Advanced Cell Technology, Inc. (“ACT”, OTCBB: ACTC or the “Company”), a leader in the field of regenerative medicine, today announced fourth quarter and year-end financial results for the period ended December 31, 2012. Highlights from the fourth quarter included:
- Completed second patient cohort in all three clinical trials in the U.S. and Europe to treat Stargardt’s Macular Dystrophy (SMD) and dry Age Related Macular Degeneration (AMD), effectively reaching the halfway point of all three groundbreaking clinical trials.
- Received Data Safety and Monitoring Board (DSMB) approval to treat the second patient cohorts in the U.S. and European clinical trials for SMD and dry AMD and commenced enrollment and treatment of patients in the trial with the higher dosage of Embryonic Stem Cell-Derived Retinal Pigment Epithelial Cells.

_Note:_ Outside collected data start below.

PR #267, opened 2024-07-15
ci(docker): add first u-root container v0.14.0

### LINKED ISSUE #260: containers for u-root do not have sshd
To get `--interactive` working, we need `sshd` installed in the container. So we have to make our containers anyway.

AtomicFS:
fixes #260 

When I added the container for the first time I was seeing some validation errors. So just to make sure it is actual syntax issue in `compose.yaml` and not some python error I have also added extra validation step. It is unnecessary, but does not slow anything down, so I figured why not.

### DIFF
--- a/tests/test_uroot.sh
+++ b/tests/test_uroot.sh
@@ -1,0 +1,12 @@
+#!/usr/bin/env bash
+
+set -Eeuo pipefail
+
+# Clone repo
+git clone --branch "${VERIFICATION_TEST_UROOT_VERSION}" --depth 1 https://github.com/u-root/u-root.git
+cd u-root
+
+# Make
+go build
+./u-root core boot
+
--- a/.github/workflows/docker-build-and-test.yml
+++ b/.github/workflows/docker-build-and-test.yml
@@ -81,7 +81,8 @@ jobs:
       - name: Setup python
         uses: actions/setup-python@v5
         with:
-          python-version: '3.11'
+          python-version: '3.12'
+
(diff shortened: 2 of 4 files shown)


tests/test_uroot.sh
```diff
@@ -0,0 +1,17 @@
...
+set -Eeuo pipefail
+
+# Clone repo
+git clone --branch "${VERIFICATION_TEST_UROOT_VERSION}" --depth 1 https://github.com/u-root/u-root.git
+cd u-root
+
+# Make
+go build
+./u-root \
+	-defaultsh gosh \
```
MDr164, line 12: Is this actually still needed? Not sure when they made gosh the default upstream.

tests/test_uroot.sh
```diff
@@ -0,0 +1,17 @@
...
+	-o initramfs.cpio \
+	boot coreboot-app \
+	./cmds/core/* \
+	./cmds/boot/*
```
MDr164, line 16: Shouldn't this already be part of the `boot` preset?

tests/test_uroot.sh
AtomicFS: I don't know, I just blindly copied stuff from CodingVoid.

tests/test_uroot.sh
AtomicFS: Yeah, when I look at `u-root`'s `README` I see that `u-root core boot` should be enough.

PR #270, opened 2024-07-16
feat(action): add InputFiles and InputDirs options

### LINKED ISSUE #261: Add options for input files and directories
For multi-stage builds, it would be great to be able to specify list of `input_files` and `input_directories`, just like right now we have `container_output_files` and `container_output_dirs`, only in reverse.

Related to #196

AtomicFS:
fixes #261


action/container/container.go
```diff
@@ -117,13 +131,47 @@ func Setup(ctx context.Context, client *dagger.Client, opts *SetupOpts, dockerfi
...
 			client.Host().Directory(opts.MountHostDir)).
-		WithWorkdir(opts.WorkdirContainer).
-		Sync(ctx)
+		WithWorkdir(opts.WorkdirContainer)
+
+	// Get current working directory
+	pwd, err := os.Getwd()
+	if err != nil {
+		slog.Error(
+			"Could not get working directory, should not happen",
```
MDr164, line 145: Isn't the "should not happen" duplicate with the suggestion message?

AtomicFS: Now that you mention it ... yes it is.

action/container/container_test.go
```diff
@@ -55,48 +55,102 @@ func TestSetup(t *testing.T) {
...
+				ContainerURL:      "ubuntu:latest",
+				MountContainerDir: "/src",
+				MountHostDir:      t.TempDir(),
+				WorkdirContainer:  "/src",
+				InputDirs:         []string{"test/"},
+			},
+			wantErr:       errDirectoryNotSpecified,
+			lsContains:    []string{},
+			lsNotContains: []string{},
 		},
```
AtomicFS, line 110: We also need to test the input directories.

action/recipes/config.go
```diff
@@ -69,6 +69,17 @@ type CommonOpts struct {
 	//     ├── coreboot.rom
 	//     └── defconfig
 	OutputDir string `json:"output_dir" validate:"required,dirpath"`
+
+	// Specifies the path to directory where to place input files and directories inside container.
+	//   Directories listed in ContainerInputDirs and files listed in ContainerInputFiles
+	//   will be copied there.
+	ContainerInputDir string `json:"container_input_dir" validate:"dirpath"`
```
MDr164, line 76: The naming of `InputDir` vs `InputDirs` feels a bit confusing to me, given that they don't mean the same thing and one isn't just the plural form. Maybe name the first one `ContainerInputTargetDir`? Otherwise I'm open to other suggestions but the current naming feels to confusing.

AtomicFS: You have a valid point, I will change this

AtomicFS: I have changed it so that it is more coherent to the existing `ContainerOutputDirs`, `ContainerOutputFiles` and `OutputDir` settings.

And just to make sure I have added more documentation.

action/recipes/config.go
```diff
@@ -63,12 +63,47 @@ type CommonOpts struct {
...
+	//   Directories listed in ContainerInputDirs and files listed in ContainerInputFiles
+	//   will be copied there.
+	// Example:
+	//   Following setting:
+	//     InputDirs = []string{"cofig-files/"}
+	//     InputFiles = []string{"README.md", "Taskfile.yml"}
+	//     ContainerInputDir = "myInput"
+	//   Will result in following structure being copied into the container:
+	//     myInput/
+	//     ├── cofig-files/
```
MDr164, line 89: `cofig` (linter also found that one)

action/container/container.go
```diff
@@ -25,10 +26,13 @@ var (
...
 type SetupOpts struct {
-	ContainerURL      string // URL or name of docker container
-	MountHostDir      string // Directory from host to mount into container
-	MountContainerDir string // Where to mount ^^^ host directory inside container
-	WorkdirContainer  string // Workdir of the container, specified by GITHUB_WORKSPACE environment variable
+	ContainerURL      string   // URL or name of docker container
+	MountHostDir      string   // Directory from host to mount into container
+	MountContainerDir string   // Where to mount ^^^ host directory inside container
+	WorkdirContainer  string   // Workdir of the container, specified by GITHUB_WORKSPACE environment variable
+	InputDir          string   // Directory for input files
```
MDr164, line 33: Overlooked this one here. Might be good to rename in the same notion to avoid confusion.

AtomicFS: Not sure what you mean. Is the current state unsatisfactory?

| Configuration option   | Direction            |
|:-----------------------|:--------------------:|
| RepoPath               | Host  --> Container  |
|                        |                      |
| ContainerOutputDirs    | Host <--  Container  |
| ContainerOutputFiles   | Host <--  Container  |
| OutputDir              | Host <--  Container  |
|                        |                      |
| InputDirs              | Host  --> Container  |
| InputFiles             | Host  --> Container  |
| ContainerInputDir      | Host  --> Container  |

AtomicFS: Sorry, I see what you mean now

AtomicFS:
Well, with removal of JIT compilation I now successfully broke the `example` jobs :D

Changes to the golang code do not appear in the jobs anymore because it download older pre-compiled binary.

.github/workflows/example.yml
```diff
@@ -27,9 +27,27 @@ permissions:
...
+  changes:
+    runs-on: ubuntu-latest
+    # Required permissions
+    permissions:
+      pull-requests: read
+    outputs:
+      action: ${{ steps.filter.outputs.action }}
+    steps:
+      # For pull requests it's not necessary to checkout the code
+      - uses: dorny/paths-filter@v3
```
MDr164, line 40: What's the benefit of this instead of using the built-in path triggers i GitHub?

AtomicFS: This is to decide whether or not to use pre-compiled binary executable from releases, or if a freshly-compiled binary is needed to actually tests the changes.

For example if we make changes in `action/` golang code, they would not be tested if the executable is downloaded from latest release. In the case we have to compile on the fly.

MDr164: Yes, I got that. I was just wondering what the benefit of doing this via a thirdparty action is vs the built-in `paths` filter: https://docs.github.com/en/actions/using-workflows/events-that-trigger-workflows#running-your-pull_request-workflow-based-on-files-changed-in-a-pull-request

AtomicFS: How could we use that? It is a trigger.

We could use it but then we would have to copy-paste the workflow - one for downloading from releases and one for compilation.

MDr164: Ah so you want to make certain steps optional without having to split the yaml and potentially duplicate code. Got it.

MDr164 (dismissed):

.github/workflows/example.yml
AtomicFS: Yes, exatly. I have added `input` to the action called `compile` which switches between compilation mode and download mode. This is where I feed in the boolean output of the `dorny/paths-filter`.

MDr164:
I do see a new minor issue looking at the checks: We currently require all the important tests to pass. Even if they are skipped due to not being necessary. We could likely just loosen the requirement for this repo in the settings, no code change necessary.

AtomicFS:
> I do see a new minor issue looking at the checks: We currently require all the important tests to pass. Even if they are skipped due to not being necessary. We could likely just loosen the requirement for this repo in the settings, no code change necessary.

Yeah, I just did loosen it up. But there is still a problem with the filter action ... for whatever reason it fails to see the repository.

```
Run dorny/paths-filter@v3
Get current git ref
  /usr/bin/git branch --show-current
  fatal: not a git repository (or any of the parent directories): .git
Error: The process '/usr/bin/git' failed with exit code 128
```

MDr164:
> > I do see a new minor issue looking at the checks: We currently require all the important tests to pass. Even if they are skipped due to not being necessary. We could likely just loosen the requirement for this repo in the settings, no code change necessary.
> 
> Yeah, I just did loosen it up. But there is still a problem with the filter action ... for whatever reason it fails to see the repository.
> 
> ```
> Run dorny/paths-filter@v3
> Get current git ref
>   /usr/bin/git branch --show-current
>   fatal: not a git repository (or any of the parent directories): .git
> Error: The process '/usr/bin/git' failed with exit code 128
> ```

Maybe the checkout you left out wasn't unnecessary after all? But even then it's weird that it worked previously.

AtomicFS:
> > > I do see a new minor issue looking at the checks: We currently require all the important tests to pass. Even if they are skipped due to not being necessary. We could likely just loosen the requirement for this repo in the settings, no code change necessary.
> > 
> > 
> > Yeah, I just did loosen it up. But there is still a problem with the filter action ... for whatever reason it fails to see the repository.
> > ```
> > Run dorny/paths-filter@v3
> > Get current git ref
> >   /usr/bin/git branch --show-current
> >   fatal: not a git repository (or any of the parent directories): .git
> > Error: The process '/usr/bin/git' failed with exit code 128
> > ```
> 
> Maybe the checkout you left out wasn't unnecessary after all? But even then it's weird that it worked previously.

Yeah, my exact thoughts. I think it is unnecessary only for PR's (`# For pull requests it's not necessary to checkout the code`) but it is still required for merge checks.

MDr164 (approved):

PR #277, opened 2024-07-25
Issue/166

### LINKED ISSUE #166: Resolve if output direcotry already exists
In the `JSON` user specifies `output_dir`. At the moment the content just gets over-written, which is not ideal.

It would be preferable to rename the old directory.

### LINKED ISSUE #196: Weird error when building non-recursivelly and previous stages are missing
You get some weird, undecipherable error when you try to build non-recursively a module while files from required modules are missing.

AtomicFS:
fixes #166 
fixes #196

### DIFF
--- a/action/main.go
+++ b/action/main.go
@@ -124,7 +124,7 @@ submodule_out:
 	}
 
 	// Lets build stuff
-	_, err = recipes.Build(
+	results, err := recipes.Build(
 		ctx,
 		CLI.Build.Target,
 		CLI.Build.Recursive,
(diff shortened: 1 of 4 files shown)


MDr164:
> Any suggestions?

I don't have any issues with having newline characters in the json output as those are escaped properly. So personally this looks fine visually.

AtomicFS:
If you think visually it is OK, then lets keep it as is for now.

action/main.go
```diff
@@ -124,16 +124,33 @@ submodule_out:
...
+		} else if errors.Is(item.BuildResult, recipes.ErrBuildSkipped) {
+			result = "Skipped"
+		} else {
+			result = "Fail"
+		}
+		summary = fmt.Sprintf("%s\n%s: %s", summary, item.Name, result)
+	}
+	slog.Info(summary)
+
 	if err == nil {
```
MDr164, line 151: This conditional here at the end is not really the 'Go way' to do it and I also don't know why I haven't noticed this before (probably because the check is so small): Normally we just test if `err != nil` and only branch out on error conditions and simply return nil at the functions end. Given that there is no extra logic other than this in the conditional block it makes no difference but for the future I'd also recommend having the 'happy path' in indentation level 0 and every error path inside a conditional.

AtomicFS: Yeah, than if statement is not the proudest piece of code, when looking at it now. The `return nil` is completely unnecessary.

AtomicFS: Oh, now I see, it is a bit of leftover from previous commits. [This was the original](https://github.com/9elements/firmware-action/commit/ee19f2945403e99e093600fe3d5411d93abffd5a).

AtomicFS: I just removed the `return nil`. I hope that now it is more acceptable.

MDr164 (approved):

PR #1173, opened 2022-02-07
Add support for generating coverage reports

achernya:
This change adds autoconf/automake support for building all of mosh
with gcov, and generates an lcov html report. This allows seeing which
parts ofthe source tree have good test coverage, and which can be
shored up. Eventually, it would be good to hook this up to Github
Actions to be generated automatically.


eminence:
There's lots of autoconf magic here, which is a bit inscrutable to me, as a non-autoconf-wizard.  Can you provide a few instructions about how to use this (how to have coverage data be collected, and how to generate an html report)?

achernya:
Sure! As a pre-req, make sure you have `lcov` installed. On Debian/Ubuntu, this is `apt install lcov`. Use `./autogen.sh` to produce a `./configure`, per usual, but to do the actual build, you'll want to do

```
$ ./configure --enable-code-coverage
$ make check-code-coverage
```

This will run the tests and process the gcov output with lcov, and produce an html report in a subdirectory matching the pattern `*-coverage`.

I can also add these instructions to the README in an additional commit to this PR if you'd like.

Makefile.am
```diff
@@ -1,8 +1,24 @@
+# Work around inconsistency in AX_CODE_COVERAGE defining
+# AM_DISTCHECK_CONFIGURE_FLAGS only in some branches
+if !CODE_COVERAGE_ENABLED
+AM_DISTCHECK_CONFIGURE_FLAGS=
```
bbarenblat, line 4: For consistency with other parts of Makefile.am, maybe put spaces around the equal sign in assignments here (and elsewhere).

src/frontend/Makefile.am
```diff
@@ -1,6 +1,6 @@
 AM_CPPFLAGS = -I$(srcdir)/../statesync -I$(srcdir)/../terminal -I$(srcdir)/../network -I$(srcdir)/../crypto -I../protobufs -I$(srcdir)/../util $(TINFO_CFLAGS) $(protobuf_CFLAGS) $(CRYPTO_CFLAGS)
-AM_CXXFLAGS = $(WARNING_CXXFLAGS) $(PICKY_CXXFLAGS) $(HARDEN_CFLAGS) $(MISC_CXXFLAGS)
-AM_LDFLAGS  = $(HARDEN_LDFLAGS)
+AM_CXXFLAGS = $(WARNING_CXXFLAGS) $(PICKY_CXXFLAGS) $(HARDEN_CFLAGS) $(MISC_CXXFLAGS) $(CODE_COVERAGE_CXXFLAGS)
+AM_LDFLAGS  = $(HARDEN_LDFLAGS) ${CODE_COVERAGE_LIBS}
```
bbarenblat, line 3: I think you want `$(CODE_COVERAGE_LIBS)` rather than `${CODE_COVERAGE_LIBS}`.

.gitignore
```diff
@@ -2,12 +2,20 @@
 *.o
 *.pb.cc
 *.pb.h
+*~
```
bbarenblat, line 5: This should probably be going in people’s ~/.config/git/ignore, not individual repositories’ .gitignores.

src/tests/Makefile.am
```diff
@@ -7,8 +7,8 @@ EXTRA_DIST = \
 	$(displaytests) \
 	emulation-attributes.test
 
-AM_CXXFLAGS = $(WARNING_CXXFLAGS) $(PICKY_CXXFLAGS) $(HARDEN_CFLAGS) $(MISC_CXXFLAGS)
-AM_LDFLAGS  = $(HARDEN_LDFLAGS)
+AM_CXXFLAGS = $(WARNING_CXXFLAGS) $(PICKY_CXXFLAGS) $(HARDEN_CFLAGS) $(MISC_CXXFLAGS) $(CODE_COVERAGE_CXXFLAGS)
+AM_LDFLAGS  = $(HARDEN_LDFLAGS) ${CODE_COVERAGE_LIBS}
```
bbarenblat, line 11: Same here – `$(CODE_COVERAGE_LIBS)`?

bbarenblat (commented):
Do you want to add `$(CODE_COVERAGE_CFLAGS)` and `$(CODE_COVERAGE_LIBS)` to src/examples/Makefile.am as well?

.gitignore
achernya: *~ is a fairly common POSIX/UNIX convention, so I'd personally prefer to keep it in the project's .gitignore. I agree with the general comment that editor-specific environment stuff should go in per-user configuration.

src/frontend/Makefile.am
achernya: Done.

src/tests/Makefile.am
achernya: Done.

bbarenblat (approved):

Issue #1134, opened 2021-04-21
Mosh leaves SSH_TTY set in environment, confuses clipetty


cgull:
[Clipetty](https://github.com/spudlyo/clipetty) is an Emacs mode that sends Emacs cuts via OSC 52 commands.  It attempts to support double nested tmux (in a chain of tmux -> ssh -> tmux -> emacs) in a hackish way:  it writes the OSC 52 to the tty named in `SSH_TTY`.  (It's actually a little smarter than that because it queries tmux for the tmux client `SSH_TTY`).

This fails in Mosh, because Mosh uses a tty on the SSH connection (which I've never liked), then double-forks, opens its own pty, and lets the parent ssh session exit-- but it never unsets the now-bogus `SSH_TTY`.

This is mentioned in issue #738.  https://github.com/spudlyo/clipetty/issues/20 discusses the behavior/problems from their side.

eminence:
By similar reasoning, `SSH_CONNECTION` and `SSH_CLIENT` should probably be scrubbed from the mosh-server environment too, right?

bbarenblat:
Mosh leaving `SSH_TTY` referring to a now-dead TTY is definitely unexpected behavior. The Mosh maintainers are trying to avoid behavioral changes in the next release, but we want to revisit this down the line.

There’s another possible change we could make: Resetting `SSH_TTY` to refer to the TTY that Mosh creates for its session rather than the TTY associated with the SSH bootstrap. `SSH_TTY` would then be a bit of a lie. On the other hand, I believe this would fix Clipetty, and it might be less disruptive to other software that looks for `SSH_TTY` to detect if it’s running inside a remote session.

eggbean:
I'm finding the same problem with [vim-oscyank](https://github.com/ojroques/vim-oscyank).

cgull:
> There’s another possible change we could make: Resetting `SSH_TTY`

I don't think we should do that.  To the server, Mosh _is_ a local terminal, mostly.  I think we should unset `SSH_TTY` and set a `MOSH_TTY`.  Then, advanced users can copy it to `SSH_TTY` to fool unaware programs in their shell profiles/rcs/aliases, programs can recognize they're talking to Mosh and not a bytestream, and unaware users won't be unpleasantly surprised.

PR #1187, opened 2022-04-28
Unset stale SSH_TTY environment variable

ProducerMatt:
This variable would confuse devices that relied on it, such as the Clipetty extension for Emacs. See issue #1134.

Tested on my end, I can now use Clipetty without needing to detect Mosh's existence and unset the variable manually. LMK if I did anything incorrectly.

### DIFF
--- a/src/frontend/mosh-server.cc
+++ b/src/frontend/mosh-server.cc
@@ -570,6 +570,12 @@ static int run_server( const char *desired_ip, const char *desired_port,
       exit( 1 );
     }
 
+    /* clear stale SSH_TTY environment variable */
+    if ( unsetenv( "SSH_TTY" ) < 0 ) {
+      perror( "unsetenv" );
+      exit( 1 );
+    }
+
     chdir_homedir();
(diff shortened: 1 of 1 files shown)


carloscabanero:
This environment variable may also interfere with other commands that check if they are being run within a SSH session (ie, https://github.com/theimpostor/osc). Because the SSH_TTY dies with the SSH command, it does not make sense for mosh to inherit it.

I tried to remove this on the client side when calling mosh-server, but the result was not portable.

The patch is consistent with the previous "STY" unset. Is there anything I can do to help merge this?

bionade24:
+1 for merging this. Please give some explanation if you don't want to merge this and close the PR.

Chutdafugkup (changes requested):
- [ ] []()

ProducerMatt:
@Chutdafugkup sorry for accidentally requesting a review. I can't tell what your review was (an approval, a comment, etc) and I hit the request button on accident.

- In addition to reporting that all 18 patients across the three trials have been treated and no safety issues had arisen( the primary purpose behind the Phase I studies is to assess safety), the Company also released positive interim data citing the integration of the RPE cells in the proper anatomical site in the eye and noted visual acuity improvements from the patients.
- ACT’s Induced Pluripotent Stem (iPS) Cell-Derived Human Platelet program chosen by New Scientist Magazine as one of “10 ideas that will shape the year.”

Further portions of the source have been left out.